Member of the Legislative Assembly of Prince Edward Island
- In office 1955–1974
- In office 1976–1978

Personal details
- Born: Lloyd George Dewar October 20, 1915 New Perth, Prince Edward Island
- Died: November 19, 2003 (aged 88) O'Leary, Prince Edward Island
- Party: Progressive Conservative
- Relations: John Alexander Dewar, father

= George Dewar (Canadian politician) =

Canadian politician

Lloyd George Dewar, (October 20, 1915 - November 19, 2003) was a Canadian physician and politician.

Born in New Perth, Prince Edward Island, the son of John A. Dewar and Laura MacPhee, he studied at Prince of Wales College and graduated with an M.D. from Dalhousie University in 1943. During World War II, he was a member of the Royal Canadian Army Medical Corps. After the war, Dewar practiced in Bedeque and O'Leary. He married Greta Jean Price.
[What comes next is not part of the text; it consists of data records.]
PR #241, opened 2021-04-10
remove strict_map_key requirement for deserialize

envirocoder:
Trying to send a dict with integer keys, 
e.g.
```
async_to_sync(channel_layer.group_send)(
        "name",
        {"type":"test",
        "data": {1:10, 2:20},
        }
```
I got 
```
  File "msgpack/_unpacker.pyx", line 195, in msgpack._cmsgpack.unpackb
ValueError: int is not allowed for map key
```
not familiar with the channels or redis code to know if there will be implementations else where; is it safe to relax the checking in  msgpack unpacking with strict_map_key=False ?


envirocoder:
just noticed, duplicate of #233

PR #242, opened 2021-04-15
pipeline message garbage collection

qeternity:
With large groups, we end up awaiting the garbage collection on each member channel. This PR moves that into a redis pipeline so we only await a single call.


carltongibson (approved):
Yep, that makes sense. Thanks!

PR #244, opened 2021-04-25
RFC - use aioredis pools

qeternity:
Hi all - had some time this weekend to re-evaluate getting sentinel support in here after a false start a couple weeks back. After going through aioredis in more detail, it struck me that the easiest approach forward is to hand off the pool orchestration to the native pool handlers.

I'm far from an expert in either of these libraries, so this is more of an RFC than a concrete PR. But it strikes me that having a native pool per loop and letting the underlying library manage the rest is probably the cleanest approach. It also allows sentinel compatibility without having to manage connection/sentinel relationships.

### DIFF
--- a/channels_redis/core.py
+++ b/channels_redis/core.py
@@ -120,8 +120,9 @@ class ConnectionPool:
                 self.sentinel_map[conn].close()
                 await self.sentinel_map[conn].wait_closed()
                 del self.sentinel_map[conn]
-            conn.close()
-            await conn.wait_closed()
+            else:
+                conn.close()
+                await conn.wait_closed()
             del self.conn_map[loop]
 
     async def close(self):
--- a/channels_redis/core.py
+++ b/channels_redis/core.py
@@ -48,96 +48,95 @@ class ConnectionPool:
     taking into account asyncio event loops.
     """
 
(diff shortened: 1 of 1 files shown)


qeternity:
I just refactored to the old naming convention to make the PR a bit easier to understand.

Obviously there are quite a few tests that are failing due to all sorts of checks that aren't needed anymore, and the different shape of the `conn_map` which is now a single aioredis pool as opposed to a list of connections.

I am happy to push forward with this if others think it's a good idea, but before that I wanted to poll the audience.

carltongibson:
Hey @qeternity — just a quick look, but this seems like a good idea. If we can hand off connection management then that's a win no?

qeternity:
To split this up in something that is a bit more manageable, we are now running a branch in our test env that uses the native aioredis pools but keeps the current connection pooling overlay (a bit less efficient given that each connection is now a pool under the hood). I've also added a redis sentinel service to test and duplicated the existing tests to run entirely under sentinels.

I see a few more things which need doing:

1. unit tests around sentinel failure/degradation scenarios
2. better sentinel configuration options (we don't use multiple redis db)

https://github.com/zumalabs/channels_redis/pull/3

Issue #229, opened 2020-10-29
Intermittent ChannelFull test failure


carltongibson:
e.g. https://github.com/django/channels_redis/runs/1328351504?check_suite_focus=true#step:6:105

This is an artefact: not consistent on run or version. 

Need to make the test more reliable.

carltongibson:
Going to note which test(s) fail(s). (If it's always the same one...)

https://github.com/django/channels_redis/runs/2919887893?check_suite_focus=true
```
FAILED tests/test_core.py::test_receive_cancel
```

carltongibson:
https://github.com/django/channels_redis/pull/262/checks?check_run_id=3016793723

```
FAILED tests/test_core.py::test_receive_cancel - channels.exceptions.ChannelFull
```

carltongibson:
https://github.com/django/channels_redis/pull/262/checks?check_run_id=3017259693

```
FAILED tests/test_core.py::test_receive_cancel - channels.exceptions.ChannelFull
```


Looks like doubling the capacity in `test_receive_cancel` might be required here.

carltongibson:
```
tests/test_core.py::test_receive_cancel - channels.exceptions.ChannelFull
```

https://github.com/django/channels_redis/pull/274/checks?check_run_id=3492323345

Ok, it's looks like it's always the same test. 

Just bumping the limit is probably worth a go.

revoteon:
I went ahead and did some debugging in brute force way. I removed `ChannelFull` exception and instead printed out values of capacity and current count to see how far it can overflow with the tests above. Then I ran the test 100 times. The count never exceeded 15.  

I bumped capacity to of channel layer to 20 in `test_receive_cancel` - both in `test_core.py` and in `test_sentinel.py`. Then I ran tests again 100 times. I didn't get any exception.

So I think your suspicion is correct; just bumping the limit twice to 20 seem to resolve issue for both of these tests.

carltongibson:
Super @revoteon. Want to do a PR and we'll get that in. 

Thanks for the effort! 🎁

revoteon:
@carltongibson Done! #277

PR #246, opened 2021-04-28
redis sentinel support

qeternity:
To capitalize on the bit of interest this library seems to have at the moment, I have pushed the internal branch that we have been using that provides limited sentinel support, and switches over to using aioredis pools (necessary as part of the sentinel client).

Even if this doesn't get merged because a pubsub rewrite supersedes it, it might have some value to others. A few things to note:

1. ~~There is no database support when using sentinels. This would be an easy add-on but we don't use internally, instead opting to scale out the number of redis clusters. But it doesn't fit in with the existing config shape.~~
2. ~~There is no sharding support when using sentinels. The config expects a list of tuples corresponding to the sentinel cluster. Again, an easy tweak but not something we use internally.~~
3. The tests have been duplicated from the vanilla redis tests, and don't test any specific sentinel functionality around failover. But in a failover situation, the connections get reaped by the aioredis pool, which triggers other connection cleanup so not entirely sure if that is out of scope for the unit tests.
4. The test suite only provides one sentinel and one redis instance.

### DIFF
--- a/.github/workflows/tests.yml
+++ b/.github/workflows/tests.yml
@@ -18,7 +18,6 @@ jobs:
         - 3.7
         - 3.8
         - 3.9
-
     services:
       redis:
         image: redis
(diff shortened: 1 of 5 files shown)


qeternity:
We also witness the intermittent test failure from https://github.com/django/channels_redis/issues/229

qeternity:
@carltongibson having looked at the PubSub implementation, I realized that it's going to basically be a layer rewrite which still leaves the `ConnectionPool` intact, so a PR (or probably two) that add sentinel support and moves to using the native connection pooling is probably still in order.

qeternity:
Ok @carltongibson so I've gone back and tweaked the shape of the settings so that we're at feature parity now with vanilla redis setups (fixed issues 1 and 2 from the above list). It would be great to get this merged, and I can return focus to using native aioredis pools which would be a nice to have hand in hand with the PubSub layer.

qeternity:
@carltongibson what say you?

carltongibson:
Hey @qeternity — "Yes!" 😀

I just need half a cycle to look at it all. More or less "Merge all the things" and do a release is the plan.

carltongibson:
Moving to #250.

PR #257, opened 2021-06-25
Add sentinel support to pubsub layer

qeternity:
As the title says, this migrates the raw connections over to use aioredis pools which we acquire connections from, and in doing so gives us sentinel compatibility.


acu192:
This all looks fine to me.

carltongibson:
Ok, super.

I'll take where we are as a good point for the release, and start pulling g together release notes and such. (We can pull in further points as follow-ups I think, which means we don't need to rush any design decisions.)

Thanks both!

PR #258, opened 2021-06-25
Better pubsub event loop handling

qeternity:
This PR changes the shard logic to operate with event loop context in situations where multiple event loops are running.

### DIFF
--- a/channels_redis/pubsub.py
+++ b/channels_redis/pubsub.py
@@ -20,6 +20,7 @@ class RedisPubSubChannelLayer:
             isinstance(hosts, list) and len(hosts) > 0
         ), "`hosts` must be a list with at least one Redis server"
 
+        self.hosts = hosts
         self.prefix = prefix
 
         # Each consumer gets its own *specific* channel, created with the `new_channel()` method.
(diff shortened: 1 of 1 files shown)


carltongibson (commented):
Hey @qeternity — this has an intermittent error with a full channel. First failed on 3.7, then 3.9.

qeternity:
> Hey @qeternity — this has an intermittent error with a full channel. First failed on 3.7, then 3.9.

These are #229 in the core layer

acu192:
I _think_ this leads to duplicate messages if a group contains consumers in different event loops.

1. Consumer A (in event loop A) subscribes to "my group".
2. Consumer B (in event loop B) subscribes to "my group".
3. (now we have two `_do_receiving()` tasks (one per event loop) running and listening for "my group".
4. Messages arrives to "my group"
5. Both `_do_receiving()` tasks get it, both push it into the consumers' `Queue`s.
6. (now same message is pushed twice into each Queue)

Correct me if I'm wrong.

I think we need to keep a `self.channels` for each event loop, and a `self.groups` for each event loop ... to solve it.

Or create a new class (`class MultiLoopRedisPubSubChannelLayer`) that creates separate `RedisPubSubChannelLayer` objects, one per event loop. Like you are doing now, but just going one step higher so that you end up with one `RedisPubSubChannelLayer` for each event loop.

Thoughts?

qeternity:
@acu192 yes, absolutely right...that's what I get for trying to bang out late night POCs while I had some time. I'll circle back to this next week with fresh eyes and more time.

qeternity:
Actually - this becomes really prickly once you start allowing for loop closures...

PR #259, opened 2021-06-26
Add optional redis event handlers

qeternity:
What do we think about an approach similar to this? Keeps the reconnection/resubscribe logic but optionally exposes the events to consumers who want to implement handlers.

```
CHANNEL_LAYERS = {
    "default": {
        "BACKEND": "channels_redis.pubsub.RedisPubSubChannelLayer",
        "CONFIG": {
            "hosts": [...],
            "on_disconnect": "redis.disconnect",
        },
    },
}
```

And then in your channels consumer, you can implement the handler:

```
    async def redis_disconnect(self, *args):
        await self.close(WS_CODE_SERVICE_RESTART)
```

### DIFF
--- a/README.rst
+++ b/README.rst
@@ -51,9 +51,8 @@ The server(s) to connect to, as either URIs, ``(host, port)`` tuples, or dicts c
 Defaults to ``['localhost', 6379]``. Pass multiple hosts to enable sharding,
 but note that changing the host list will lose some sharded data.
 
-Sentinel connections require dicts conforming to `create_sentinel
-<https://aioredis.readthedocs.io/en/v1.3.0/sentinel.html#aioredis.sentinel.
-create_sentinel>` with an additional `master_name` key specifying the Sentinel
+Sentinel connections require dicts conforming to `create_sentinel <https://aioredis.readthedocs.io/en/v1.3.0/sentinel.html#aioredis.sentinel.create_sentinel>`_
+with an additional `master_name` key specifying the Sentinel
 master set. Plain Redis and Sentinel connections can be mixed and matched if
 sharding.
 
@@ -165,6 +164,32 @@ If you're using Django, you may also wish to set this to your site's
         },
     }
 
+``on_disconnect`` / ``on_reconnect``
+~~~~~~~~~~~~
+
+The PubSub layer, which maintains long-running connections to Redis, can drop messages in the event of a network partition.
+To handle such situations the PubSub layer accepts optional arguments which will notify consumers of Redis disconnect/reconnect events.
+A common use-case is for consumers to ensure that they perform a full state re-sync to ensure that no messages have been missed.
+
+.. code-block:: python
+
+    CHANNEL_LAYERS = {
+        "default": {
+            "BACKEND": "channels_redis.pubsub.RedisPubSubChannelLayer",
+            "CONFIG": {
+                "hosts": [...],
+                "on_disconnect": "redis.disconnect",
+            },
+        },
+    }
+
+
+And then in your channels consumer, you can implement the handler:
+
+.. code-block:: python
+
+    async def redis_disconnect(self, *args):
+        # Handle disconnect
 
 Dependencies
 ------------
--- a/channels_redis/pubsub.py
+++ b/channels_redis/pubsub.py
@@ -13,7 +13,9 @@ class RedisPubSubChannelLayer:
     Channel Layer that uses Redis's pub/sub functionality.
     """
 
-    def __init__(self, hosts=None, prefix="asgi", **kwargs):
+    def __init__(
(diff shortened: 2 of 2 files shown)


acu192:
Is it easy enough to rebase this so the diff doesn't include the sentinal changes?

qeternity:
Sorry - not sure how I managed that. Anyway reverted now.

acu192:
This looks good to me. 

Since there aren't automated tests, have you tested it "by hand" (like, by restarting Redis on localhost) to make sure it does what we expect? I imagine it does... but just want to get confirmation of a by-hand test before merging.

acu192:
Also let's document this in the README.

qeternity:
> Since there aren't automated tests, have you tested it "by hand" (like, by restarting Redis on localhost) to make sure it does what we expect? I imagine it does... but just want to get confirmation of a by-hand test before merging.

Yes, it works in my very basic test env. I've never simulated a service failure in ci/cd before so not even sure how to do this. The easiest way is probably to create two redis instances, and then manually have the sentinel failover with a `SENTINEL failover master_name` command.

> Also let's document this in the README.

Done. I'll revisit the third PR next week as that's going to be a blocker to us getting this into our test env.

acu192:
Thanks @qeternity. I'm inclined to merge this, because it will detect _most_ (but not _all_) cases where message(s) were dropped. Indeed, _most_ is better than _none_. So for that reason I'd vote we merge it.

My only hesitation is misleading people to believe it's a full-proof solution (i.e. that it detects _all_ cases where a message is dropped). Maybe it's just a matter of communicating on the README that it is _still possible_ for messages to be dropped silently _in the case your app losses connection to the Redis server_. Maybe @carltongibson can weigh in?

This fact stems from the fact that a message pushed down into the network stack memory is not guaranteed to be delivered. Here's a concrete situation (IMO the _most likely_ situation where messages might be silently dropped).

1. You have a server replica A. It has a connection to Redis.
2. You have another server replica B. It has a _different_ connection to Redis.
3. Replica B's connection dies for whatever reason (maybe replica B's process is killed by the OS, or maybe a cat eats through the Ethernet cable which connects B to Redis, or whatever).
4. The messages pushed into the network stack on B never reach Redis.
5. Replica A maintains its connection to Redis. Nothing seems weird from the perspective of A.
6. Replica B comes back online and reconnects to Redis. It has _no idea_ which of its messages never reached the Redis server.
7. ... In the end, zero or more messages were dropped, but A never realized anything bad happened, and B cannot know which (if any) were dropped.

Two solutions:
1. Maybe... somehow... B comes back online and tries to notify A that it should just refresh everything. This is hard. Maybe B _never_ comes back online. Or maybe B _can't_ notify A because... well the network is the issue and the network is also the way that B would notify A.
2. Sequence numbers. This is the only correct solution IMO for when you **absolutely need to know for certain** if messages were dropped or not.

carltongibson:
Thanks both, I see no problem adding this. 

I'm currently just pondering exactly what we say to folks, about the choice of channel layer, and the limitations of that. (I also want to make sure we point to the RabbitMQ implementation in the docs too)

My plan is to draft something up tomorrow and then ask for your inputs.

acu192:
Thanks @carltongibson. Cool, I'll merge it then. 

Thanks @qeternity for so quickly jumping in to improve this pubsub impl. It's great to have this type of collaboration. 🤓

qeternity:
@acu192 Ok so this is targeting issues on the redis side of things, not in the producers/consumers themselves. That is probably outside the scope of this library and a difficult problem in all realms. However I'm not sure your characterization of redis is correct. I'm new to redis pubsub so I may be wrong: but redis will ack your publish commands, so if you absolutely need to guarantee that it was acked by redis, you could (attempt to) implement an at-least-once deliverability check. It's not quite as fire-and-forget as simply moving some bytes into the network stack and going about your business.

This functionality is better described above where you have uvicorn pods A and B. Pod A suffers a network blip for whatever reason to the redis server, and now want to instruct all of its connected consumers to perform a complete re-sync.

The situation you're describing indeed requires handling in the application itself, as it's going to be extremely context specific.

acu192:
Yes, I hear you. I like this PR's feature. It's a simple way to detect and recover from a Redis reboot or whatever.

My concern is only about how we communicate/document the guarantees of this channel layer (or _any_ channel layer that uses Redis). I.e. sending a message to Redis (even with an _ack_) does _not_ guarantee it gets delivered to the subscribers on the other side. That's in contrast to (for example) RabbitMQ's [durable queue](https://www.rabbitmq.com/queues.html#durability) where getting an _ack_ from the server actually means it is persisted by the server (and continues to be persisted until ack'd by the consumer(s)). Anyway, I know we agree. I just want some version of this rant documented somewhere, so that's why I'm bring it up so much.

PR #260, opened 2021-07-01
Version 3.3.0 Release. 

carltongibson:
Hi @acu192 @qeternity 

reparing the 3.3. release. 

Thus far just:

* Updated Readme to mention PubSub layer.

Did either of have thoughts on additional content/warnings/etc? (ASGI is explicitly _At most once delivery_. I'm not sure how much we need to labour that. If folks need guaranteed delivery going to need to program for it... Thoughts? 🤔)


qeternity:
Howdy @carltongibson - yes I think the pubsub layer just needs to have some clarification around the current difference in behavior from the core layer: The two that come to mind are:

1. anyone sensitive to redis interruptions and subsequent missed messages needs to implement the consumer notifications
2. the current event loop handling is not as forgiving as the core layer, so certain integrations (i.e. Celery) will not be drop-in replacements until we can improve that

And a massive thanks to @acu192 for contributing and putting some momentum behind this project!

carltongibson:
Change notes are for that last item. 😀

carltongibson:
@qeternity I added change notes in 9b103a5625ae391aa11da6679b57089de4f433a8. I think they more of less cover it. 

I think the README could probably do with a restructure — separating the options for the separate channel layers, but I think better to release and work on that.

carltongibson:
OK, bumped version. 

Unless you, @qeternity and @acu192, have input, I'll tag and release later on. 

Thanks both for the great additions here.

acu192:
Thanks @carltongibson for prepping this release. Exciting stuff!

> I think the README could probably do with a restructure — separating the options for the separate channel layers, but I think better to release and work on that.

Agreed, we can tackle that for next release, perhaps.

carltongibson:
Opened #261 to track that. 

Doesn't have to wait for a release. It can just be merged in any time.

PR #553, opened 2023-02-02
store job_title after account is created

ebrehault:


libs/common/src/lib/user/onboarding/onboarding.models.ts
```diff
@@ -1,8 +1,8 @@
...
-  industry: string;
-  job_title: string;
+  company?: string;
+  industry?: string;
+  job_title?: string;
   phone?: string;
-  other_search_engines: string;
-  receive_updates: boolean;
+  other_search_engines?: string;
+  receive_updates?: boolean;
```
mpellerin42, line 7: why setting all the fields as optional? As far as I remember all the fields in the form are actually mandatory. Job title is sent later on, but I feel like that should not impact the other fields.

ebrehault: Carles made all the fields optional, that we can call it a first time with all the fields and a second time with job_title only.
We could have imagined a more precise typing but in general I prefer to align with the backend endpoint typing.

mpellerin42: ok

mpellerin42 (approved):

PR #563, opened 2023-02-07
[sc-3846]: label set page improvements

mpellerin42:
- Rename Ontology module/components/route into LabelSet
- Remove feature flag for label-set management
- Fix label-dropdown to keep labels order (don't sort alphabetically)
- Label set page improvements
  - new label set list layout with expander instead of side panel
    - button to edit/delete directly from the label set list
    - list of labels displayed when expander is expanded
  - label set addition/edition form:
    - improved label list UX
    - enable "multiple" checkbox
    - better form validation


apps/dashboard/src/app/label-sets/label-set/label-set.component.ts
```diff
@@ -123,91 +133,61 @@ export class LabelSetComponent implements OnDestroy {
...
-  setMultiple(selected: boolean) {
-    if (this.ontology) {
-      this.ontology.multiple = selected;
-      this.hasChanges = true;
-      this.cdr.markForCheck();
-    }
+    return !!this.labelSet?.labels?.find((label) => label.title === title);
   }
 
   showDuplicationWarning(title: string) {
```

Dewar was first elected to the Legislative Assembly of Prince Edward Island as a PC candidate representing district of 2nd Prince in the 1955 elections, going on to represent the riding for 21 years. He served as Minister of Education from 1959 to 1966 and Provincial Secretary from 1964 to 1966. Dewar ran unsuccessfully for a seat in the House of Commons in 1984. He also served as chairman of the O'Leary Museum and Library Association, later the Prince Edward Island Potato Museum.

In 1993, he was made a Member of the Order of Canada and was awarded the Order of Prince Edward Island in 1996.

In 1993, his autobiography, A Prescription For A Full Life was published.

He is buried at the Brudenell Protestant Cemetery in Prince Edward Island.